Work to complete: Your task is to copy every line of the records below that contains "charts".

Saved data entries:
[Start of section]

PR #4, opened 2020-06-25
Init bedrock chart

EStork09:
Adding bedrock Chart
There are a few things that should probably get updated. I believe there might be conflicts if you ran the minecraft and minecraft-bedrock charts in the same namespace.

### DIFF
--- a/charts/minecraft-bedrock/README.md
+++ b/charts/minecraft-bedrock/README.md
@@ -64,16 +64,17 @@ you can change the values.yaml to disable persistence under the sub-sections und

[End of section]

Expected answer:
There are a few things that should probably get updated. I believe there might be conflicts if you ran the minecraft and minecraft-bedrock charts in the same namespace.
--- a/charts/minecraft-bedrock/README.md
+++ b/charts/minecraft-bedrock/README.md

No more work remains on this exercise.